AKRON-The coming year should be a healthy one for tire makers, who stand to benefit from increased demand for original equipment tires and modest growth of the economy, some securities analysts predict. ``With the economic recovery going on, we expect it to be a very good year,'' said Scott L. Soffen, of Shearson Lehman Brothers in New York.
Mr. Soffen said he believes high consumer confidence and strong auto industry sales will boost OE shipments by up to 9 percent, while replacement shipments should increase about 3 percent.

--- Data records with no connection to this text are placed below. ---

Issue #3309, opened 2019-06-11
Sporadic test failures in BPD tests


sampsyo:
Travis seems to fail surprisingly often in the BPD tests with this error:

```
[...]
  File "/home/travis/build/beetbox/beets/beets/util/bluelet.py", line 404, in __init__
    self.sock.bind((host, port))
OSError: [Errno 98] Address already in use
```

Here's an [example job](https://travis-ci.org/beetbox/beets/jobs/543462082#L1121), for instance.

The problem is that these tests, since #3190, use a socket to set up communication between a server and a client. But if two of these run at the same time, then the server runs into an error when trying to listen on that socket. I tried to mitigate this in a wacky way in https://github.com/beetbox/beets/commit/99778d9ece151736ea2447a70e3fe7efd146b6c8 by randomizing the port over 10,000 options, but failures of this kind are still happening pretty often on Travis.

A potential solution would be to catch this error and re-randomize a few times before giving up.

arcresu:
It seems really weird that there would still be collisions with the port randomised like that. It's not like any of the tests lasts for very long either, and the server should be killed reliably in the `finally` clause. Maybe there's something deterministic about the RNG in the CI environment? I'll take a look but I agree that catching the error is the most reliable way to deal with this flakiness.

zsinskri:
I have not yet looked at this thoroughly, so do not believe anything I say!

According to [this StackOverflow question](https://stackoverflow.com/questions/1365265/on-localhost-how-do-i-pick-a-free-port-number) we can just use port `0` to let the OS choose an available port. The assigned port can then be read as `sock.getsockname()[1]`.

To get that port number from the server process to the main process in order to create the clients, we could use a [multiprocessing.Value](https://docs.python.org/3/library/multiprocessing.html#multiprocessing.Value). Though to write to that `Value` after binding the socket and before waiting on it we probably have to mock _something_.

sampsyo:
Wow, that’s very cool! I didn’t know about that Unix feature. It’s at least worth giving it a try!

PR #3329, opened 2019-07-14
util.command_output: return stderr, too

zsinskri:
Return a namedtuple CommandOutput(stdout, stderr) instead of just stdout from
util.command_ouput, allowing separate access to stdout and stderr.

This change is required by the ffmpeg replaygain backend (GitHub
PullRequest #3056) as ffmpeg's ebur128 filter outputs only to stderr.

### DIFF
--- a/beets/util/__init__.py
+++ b/beets/util/__init__.py
@@ -805,7 +805,8 @@ CommandOutput = namedtuple("CommandOutput", ("stdout", "stderr"))
 def command_output(cmd, shell=False):
     """Runs the command and returns its output after it has exited.
 
-    Returns a CommandOutput.
+    Returns a CommandOutput. The attributes ``stdout`` and ``stderr`` contain
+    byte strings of the respective output streams.
 
     ``cmd`` is a list of arguments starting with the command names. The
     arguments are bytes on Unix and strings on Windows.
--- a/beets/util/__init__.py
+++ b/beets/util/__init__.py
@@ -24,7 +24,7 @@ import re
 import shutil
 import fnmatch
 import functools
-from collections import Counter
+from collections import Counter, namedtuple
 from multiprocessing.pool import ThreadPool
 import traceback
 import subprocess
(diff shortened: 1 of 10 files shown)


zsinskri:
I'm kind of lost with this [test failure](https://travis-ci.org/beetbox/beets/jobs/558592144). The exception seems to originate in `bpd` plugin. It tries to start some server on a used address (which of course fails) an then times out while waiting for that non-existing server.

In this branch neither the bpd plugin, nor the space of available addresses has been changed. My best guess is that this is an existing bug that surfaces now due to unhappy timing (and would disappear when rerunning the tests).

Any help?

zsinskri:
Also interestingly the same error occurred in #3056 after rebasing upon this branch, but in a different run.

Here `py27-cov` failed and `py34-test` passed while in #3056 only `py34-test` failed.

jackwilsdon:
Looks like an unstable test - I just re-ran the tests for this branch on Travis and it has passed now 😕

sampsyo:
Indeed; we do have problems with that test. There's more in #3309.

beets/util/__init__.py
```diff
@@ -794,9 +798,15 @@ def convert(arg):
...
 
 
+# stdout and stderr as bytes
+CommandOutput = namedtuple("CommandOutput", ("stdout", "stderr"))
+
+
 def command_output(cmd, shell=False):
     """Runs the command and returns its output after it has exited.
 
+    Returns a CommandOutput.
```
sampsyo: Might be nice to mention here, just for convenience, that you can access `stdout` and `stderr` in the result object, both of which are bytestrings.

zsinskri: Done.

One can also access the byte strings via deconstruction:
```python
stdout, stderr = CommandOutput(b"out", b"err")
```
But I don't think we have to mention that as attribute access is more explicit anyway and prevents one from messing up the order (i.e. `stderr, stdout = CommandOutput(...)`, after which `stdout` is stderr and `stderr` is stdout).

sampsyo: Yes, good point!

sampsyo:
Looks perfect. Thanks again for separating this out! Merged. :sparkles:

PR #3343, opened 2019-08-04
Fix handling of Spotify year-only release dates

rhlahuja:
I've had this fix in place locally for a while but forgot to submit a PR! This properly assigns the `AlbumInfo.year` attribute with year-only release dates returned by the Spotify Albums API and prevents a downstream `sqlite3.InterfaceError` when trying to insert e.g. `[2019]` in an INTEGER field.


sampsyo:
Looks right to me! Thank you!! :sparkles:

Issue #3298, opened 2019-06-06
title case kept lower when following a special character


doucheymcdoucherson:
Using the `%title` Title Case function in the path, it looks like characters that are preceded by a non-alpha are not changed. 

For example:

The Album Title `Childish Gambino - 2016 - “awaken, My Love!”` where `%title{$album%aunique{}}` is defined in the default path. The "a" in awaken is preceded by a quote character. 

Another example, the track name `08 - Bow Shock (interlude).mp3` where `$track - %title{$title}` is defined. 

Not sure if this is a known issue or not? Any workarounds if known?

Thanks!

Snippet from my config.yaml if it's helpful:

```
paths:
    default: $albumartist - $original_year - %title{$album%aunique{}} %upper{$albumtype_EP}%title{$albumtype_Single}%if{$multidisc,(Disc $disc)}/$track - %title{$title}
    singleton: Non-Album/$artist - $title
    comp: \#VA/$album%aunique{} - $original_year/$track - $artist - $title

plugins: lastgenre fetchart replaygain scrub discogs ftintitle beatport smartplaylist inline

item_fields:
    albumtype_EP: u'(' + albumtype + u')' if albumtype == 'ep' else ''
    albumtype_Single: u'(' + albumtype + u')' if albumtype == 'single' else ''
    multidisc: 1 if disctotal > 1 else 0
```

jackwilsdon:
It looks like we actually changed the original behaviour to do this, as previously it would convert strings such as "Don't" to "Don'T" (see #3033). I'm not sure what the right thing to do here is, as reading this it seems like we should maybe consider switching back to the old functionality but maintain a whitelist or blacklist of characters that shouldn/shouldn't appear before characters that are going to be capitalised.

arcresu:
Maybe we can learn from this project: https://github.com/ppannuto/python-titlecase (at least the test cases could be useful inspiration).

sampsyo:
Interesting find! It's clear that our title-case function could be improved, but I don't think we should switch back to the old version (just `.title()`), since it's also imperfect. I'm marking this as a feature request to make title-casing more robust and standard.

bennettca:
Created a pull request for this issue: https://github.com/beetbox/beets/pull/3411

henry-oberholtzer:
This feature has now been implemented by the plugin [Titlecase](https://github.com/beetbox/beets/commit/b9023521390aa372473d10ac28e3d6c7b93b3335).

PR #3411, opened 2019-10-21
Capitalize letters after punctuations

ColeBennett:
Addresses the issues noted in https://github.com/beetbox/beets/issues/3298

Revamps the current %title functionality, moving from Python's string.capwords() to using the [python-titlecase](https://github.com/ppannuto/python-titlecase) package. Supports the original functionality while also capitalizing the first letter of words that follow a punctuation (such as ', ", /, etc).

### DIFF
--- a/beets/library.py
+++ b/beets/library.py
@@ -1482,10 +1482,91 @@ class DefaultTemplateFunctions(object):
         """Covert a string to upper case."""
         return s.upper()
 
+    # Regular expressions used by tmpl_title
+    SMALL = 'a|an|and|as|at|but|by|en|for|if|in|of|on|or|the|to|v\\.?|via|vs\\.?'  # noqa: E501
+    PUNCT = r"""!"“#$%&'‘()*+,\-–‒—―./:;?@[\\\]_`{|}~"""
+    SMALL_WORDS = re.compile(r'^(%s)$' % SMALL, re.I)
+    INLINE_PERIOD = re.compile(r'[a-z][.][a-z]', re.I)
+    UC_ELSEWHERE = re.compile(r'[%s]*?[a-zA-Z]+[A-Z]+?' % PUNCT)
+    UC_INITIALS = re.compile(r'^(?:[A-Z]{1}\.{1}|[A-Z]{1}\.{1}[A-Z]{1})+$')
+    CAPFIRST = re.compile(r"^[%s]*?[A-Za-z]" % PUNCT)
+    SMALL_FIRST = re.compile(r'^([%s]*)(%s)\b' % (PUNCT, SMALL), re.I)
+    SMALL_LAST = re.compile(r'\b(%s)[%s]?$' % (SMALL, PUNCT), re.I)
+    SUBPHRASE = re.compile(r'([:.;?!\-–‒—―][ ])(%s)' % SMALL)
+    APOS_SECOND = re.compile(r"^[dol]{1}['‘]{1}[a-z]+(?:['s]{2})?$", re.I)
+
     @staticmethod
     def tmpl_title(s):
         """Convert a string to title case."""
-        return string.capwords(s)
+        all_caps = s.upper() == s
+        words = re.split('[\t ]', s)
+        processed = []
+        for word in words:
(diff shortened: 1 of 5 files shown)


beets/library.py
```diff
@@ -1482,10 +1481,91 @@ def tmpl_upper(s):
         """Covert a string to upper case."""
         return s.upper()
 
+    # Regular expressions used by tmpl_title
+    SMALL = 'a|an|and|as|at|but|by|en|for|if|in|of|on|or|the|to|v\\.?|via|vs\\.?'  # noqa: E501
```
sampsyo: Instead of `#noqa`ing this line, it could just be broken up onto two lines:

```py
SMALL = 'some stuff here' \
  'more stuff here'
```

bennettca: Hi @sampsy. That's correct, it was taken from that repository and has been modified. I considered adding a dependency, however I found that that it is not as well maintained and has some unnessesary code. Do you think it would be worth adding in this custom version for beets?

sampsyo:
I really do think it is best to keep the code in a library, where it has a shot at being maintained independently. :smiley: Care to elaborate on what you mean by "not as well maintained"? Maybe we can help maintain it!

bennettca:
I've added the library. I agree with you now, it's best to have that managed in an external package. It looks stable in its current state and the unit tests I've added verify the functionality we need. Thanks for taking a look at this! Let me know if there's anything else needed to get this merged in.

nopoz:
Is it possible to get this pull reviewed and merged? Would love to get the title case working properly.

sampsyo:
Thanks for the ping! It looks like I dropped the thread.

There are some unrelated changes here that would be great to roll back so we can get a clean merge… I'll make some comments now.

beets/library.py
```diff
@@ -130,17 +130,17 @@ def format(self, value):
         return time.strftime(beets.config['time_format'].as_str(),
                              time.localtime(value or 0))
 
-    def parse(self, string):
+    def parse(self, s):
```
sampsyo: Let's change these argument names back (because the change is not relevant to the feature at hand).

test/test_library.py
```diff
@@ -585,13 +585,49 @@ def test_upper_case_variable(self):
         self._assert_dest(b'/base/THE TITLE')
 
     def test_title_case_variable(self):
-        self._setf(u'%title{$title}')
-        self._assert_dest(b'/base/The Title')
+        self._setf(u'%title{title}')
+        self._assert_dest(b'/base/Title')
```
sampsyo: I'm not sure why this test changed? We should add a new one if we just want to test non-variable title-casing.

nopoz:
@ColeBennett can you make these requested changes? I'm itching to get this merged into the main repo. :grin:

nopoz:
I tested this and while it fixes the issue of capitalization where there are preceding special characters as described in #3298, it makes undesirable changes to other title case behavior.  It adds an effect of making words like "and" lower case. From my interpretation of "title case", all words should start with a capital, so "and" should be "And" - this is the current behavior of the beets master branch. 

For example, with latest commit https://github.com/austinmm/beets/tree/capitalize_letters_after_punctuations:
```
01 - Me and Your Mama.mp3
```

With lastest beets master 939bc269b8a868e49b5e0301ab3e3ae4949dc41a: 
```
01 - Me And Your Mama.mp3
```

sampsyo:
FWIW, that behavior (not capitalizing “and”) is consistent with most English style guides for typesetting titles, such as the Chicago Manual of Style and the Associated Press.

nopoz:
> FWIW, that behavior (not capitalizing “and”) is consistent with most English style guides for typesetting titles, such as the Chicago Manual of Style and the Associated Press.

Could this be made a config parameter so the enduser can choose between the two?

sampsyo:
Hmm, probably not… I think the best we could do is switching between the new behavior from the proper title case library and the old behavior with Python's [str.title](https://docs.python.org/3/library/stdtypes.html#str.title), which has the flaws described in this issue.

Issue #2866, opened 2018-04-04
Storing metadata from multiple sources


dbogdanov:
Different metadata sources (be it MusicBrainz, Discogs, or something else) have different coverage and users might have to use both for tagging their music. As an example, very often, I cannot find metadata on MusicBrainz and I end up using Discogs instead, and this, as #604 mentions, pollutes the MBID tag space.

In general, it will be great to to make tagging approach more generic and agnostic to metadata sources because:
- Mixing metadata from different sources using the same ID3 tags makes the database inconsistent and this will be a disadvantage in the long term.
- More metadata sources is better (different sources might bring complementary information, why not to store it all? Some users will want this)

This can be achieved by adding an option to allow mining metadata from multiple sources simultaneously having a custom TXXX namespace for each one. To select which source metadata is used as a "master" source for the main ID3 tags, a user should be able to define his own order of preference (similar to a proposal in #2686). The TXXX namespaces for each source could be all customizable by a user too.

sampsyo:
Hi! This is an interesting direction, but I don't quite understand what the concrete suggestion is yet. Is the idea that you would like to, for example, fetch the "artist" field from *both* Discogs and MusicBrainz? The beets library database could store flexible attributes with names like `discogs_artist` and `mb_artist` in addition to the canonical (fixed) attribute, `artist`. Is that what you'd want?

If so, it's important to consider the UI implications. In the importer, you'd need to choose a match for *every* metadata source. If you have both MB and Discogs enabled, for instance, we'd first confirm the match from MB and then offer a second menu of matches from Discogs. Would that be desirable?

And just to check: do you know about beets's flexible attribute system already? If not, it might be worth reading up for background. [This blog post](http://beets.io/blog/flexattr.html) is a good starting point.

dbogdanov:
Yes, as an example, I would like to fetch as much metadata as possible from both Discogs and Musicbrainz: artist, titles, country, label, release number, IDs, genres, etc. The UI can offer matches from all sources that it found one by one, asking user whether to apply each source, as well as which source to use a a canonical. 

At the moment I am a bit outsider to beets, as I purely use it for fixing metadata in files and I don't use the library functionality. Therefore, what I am mostly interested in is writing those tags to the audio files themselves. I guess this should still be a good option to have (ideally, the audio files should be self-descriptive), as well as storing those tags in the library.

sampsyo:
[...]

PR #3413, opened 2019-10-24
Add `discogs_labelid` and `discogs_artistid` fields

msil:
This patch adds some extra discogs fields. I see this as a step forward towards not having the discogs plugin pollute/overwrite the `mb_albumid`/etc fields.


msil:
I have added some new tags to `mediafile` so we can store these values in the tags:
beetbox/mediafile#22

sampsyo:
Hi! This seems totally reasonable—storing the label and artist IDs seems useful. But for what it's worth, we don't actually need to add either of these to MediaFile to get started. They can just be stored in the database.

Any chance you could add a quick note to the changeling?

msil:
I've updated the changelog. Do you think it's worth it for me to start work on having the discogs plugin leave the `mb_*` fields alone and just touch the `discogs_*` fields going forward? I've had issues with some software (funkwhale for example) which are expecting proper MusicBrainz UUIDs in the `mb_*` tags.

msil:
This is part of the way to (hopefully) closing off #604. I'm also quite interested in looking at implementing something for the ideas discussed in #2866 unless anyone has any objections.

sampsyo:
Looks good! We can merge this now, if you think it's ready.

On those two other issues:

- Addressing #604 would be great! The next step, however, would be to change the core autotagger matching logic to allow empty MBID fields. It currently assumes it can use the ID fields to deduplicate redundant matches. Once that's done, it should be possible to remove the MBID "pollution" from the metadata plugins, including the Discogs one.
- Addressing #2866 would also be cool but, as a warning, seems to me like a really big project. It will have to touch the importer UI and the core importer pipeline, both of which are pretty extensive and intricate piles of hacks. Now you know! But don't let that stop you from trying to dive right in. :smiley:

msil:
I'm happy for this to get merged now, thanks.

I'll start looking at the other two issues over the next few days. Indeed #2866 is a bit daunting but I'm up for the challenge :)

Thanks for the advice!

sampsyo:
Awesome; thanks!!

dbogdanov:
This is missing `discogs_releasegroupid`. Add when available for consistency?

Issue #3176, opened 2019-03-05
Support for handling Primary Album Artist


dicolanl:
In beets when you have a CD that is "artist featuring artist" there is no way to name the folder as the primary artist.  This creates multiple folders and then they dont get imported into tools like lidarr.

Example
Artist - Album - Album Artist
As Is: 2 Chainz Featuring Drake - Big Amount - 2 Chainz Featuring Drake
Proposed: 2 Chainz Featuring Drake - Big Amount - 2 Chainz

If you look at the tags the albumartist MBid is for 2 Chainz.
The MBid for the album is as is
the MBid for release-group is as is.

Beets is handling "Album Artist" for Folder naming from the album artist property.  But the Album artist should be the pirmary artist if you want other tools like lidarr to manage this better.

It also creates a bunch of extra artist folders.  
Possible option would be to use the FtinTitle plugin and mirror to FtinAlbumArtist

![tag](https://user-images.githubusercontent.com/25964057/53819299-aece0800-3f37-11e9-9403-bc311513bfb1.png)
![artist](https://user-images.githubusercontent.com/25964057/53819305-b1c8f880-3f37-11e9-97d3-cdc2cb768208.png)
![release](https://user-images.githubusercontent.com/25964057/53819311-b392bc00-3f37-11e9-9733-7afdb5296719.png)

sampsyo:
Interesting! So would you want a new field called something like $primary_artist that only includes the name of the first artist on a track?

dicolanl:
I see two options.
1.  add a primary artist field, which could then be used by your folder naming config.
Pro:  simple.
Con: other tools like media monkey, lidarr, etc wont understand this field (https://help.mp3tag.de/main_tags.html)

2. allow a config that sets the albumartist field based the MBid artist.
pro: other tools would understand this.
con: harder to implement.  I think i saw antother issue indicating Artist MBid should support multiple artists like {artistid}/{artistid}.  The code i assume would pick the 1st.

sampsyo:
I think we would do the first option. You could then combine this with an orthogonal feature like #488 to get the behavior you want where this affects the "real" artist field.

However, I have to admit that I'm not *wild* about the idea of a $primary_artist field, because it implies that we'd also want a $secondary_artist and $tertiary_artist—where will the madness end?? Not to mention $albumartist versions, and then also $artist_credit and $albumartist_credit… finding some sort of a clearer way to access artists as "lists" would be much nicer if we can figure it out.

[...]

PR #3415, opened 2019-10-29
wip: Multiple artists plugin

GuilhermeHideki:
Simple plugin I made (which needs a lot of cleaning, tests and docs) to fetch multiple artists and join then by ';' so that I could split then and get the first artist when needed.

Usage:
- Add the `artists` plugin
- Add inline fields like:
```python
artist_1: artist.split(';')[0]
albumartist_1: albumartist.split(';')[0]
```
- change your paths to use the new fields
-  'beet artists $query' to update the fields

Opened this PR more as an example to how to implement #3176

### DIFF
--- a/beetsplug/artists.py
+++ b/beetsplug/artists.py
@@ -1,0 +1,191 @@
+# -*- coding: utf-8 -*-
+# This file is part of beets.
+# Copyright 2019, Guilherme Danno.
+#
+# Permission is hereby granted, free of charge, to any person obtaining
+# a copy of this software and associated documentation files (the
+# "Software"), to deal in the Software without restriction, including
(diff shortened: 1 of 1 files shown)


jtpavlock:
@GuilhermeHideki do you intend to finish this off? Or should we close and keep as more of a reference as you mentioned.

GuilhermeHideki:
@jtpavlock closing this because the "right way" of implementing the feature is probably easier:

- edit `_flatten_artist_credit` to accept a `separator` parameter (`default None`)
- create a config `artist_separator` to join the artists (basically `artist_parts.append(separator or el)`
- change the places calling `_flatten_artist_credit` when necessary

I'm just not sure if there are some cons to this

Other analysts interviewed by TIRE BUSINESS agreed in large part with Mr. Soffen's expectations. They see tire shipments overall increasing by up to 3 percent and look for major growth of between 5 and 9 percent in OE shipments.
Growth will be more slugglish in the replacement market, with passenger tire shipments rising only about 1 percent, and those of truck and bus tires, 2-3 percent.
Each of four analysts interviewed agreed strengthened consumer demand will continue to bolster North American automotive sales during 1994, increasing demand for OE tires.
David Garrity of McDonald & Co. in New York, said he believes car sales will increase 7 percent this year. But Mr. Garrity said he believes longer-lasting tires will slow replacement sales enough to make 1994 a ``flat-ish year'' for tire shipments overall.
Although Mr. Garrity predicted replacement sales will dip in 1994, Wendy Beale Needham of Smith Barney in New York said she calculates the nation's trucking fleet is old enough to increase replacement sales by up to 2 percent.
Price pressures should lessen throughout the industry if OE demand proves to make gains in 1994-unless a major tire company decides to make a grab at market share, the analysts agreed.
``Pricing really took its toll on Cooper Tire and Rubber Co. and TBC Corp. Both still had profitable years in 1993, but not as profitable as had been expected at the beginning of the year,'' Ms. Needham said.
A return to full profitability will require a firming up of customer demand that allows companies to reduce price cutting, she said.
Although economic policies set by the Clinton administration during 1993 have increased consumer confidence, Harry Millis of Fundamental Research Inc. in Cleveland said he believes those same policies restrained economic growth.
``We could have been looking at faster growth in 1993 if the (administration's) actions weren't taken-particularly tax increases,'' Mr. Millis said. ``Right now, the economy seems to be on a fairly solid track.''
Mr. Millis predicted the economy would grow by 3 percent in 1994 with a ``relatively noninflationary atmosphere.''
The analysts said more shipments and low raw materials costs should make for a profitable year.
Most said 1994 would be more profitable than 1993.
No one foresaw major problems arising from this year's contract negotiations between the United Rubber Workers and Goodyear, Bridgestone/Firestone Inc. and Michelin North America, whose Uniroyal/Goodrich tire plants are unionized.
``It's always hard to predict with labor, but I'm not forecasting any'' problems, Ms. Needham said.
Mr. Soffen said plant and worker efficiency have increased during the past couple of years giving manufacturers ``more bang for the buck'' in terms of production costs.
All four analysts said market conditions do not seem to indicate the necessity for manufacturer cutbacks or plant shutdowns.
They also agreed that 1994 will be a better year for the industry than was 1993.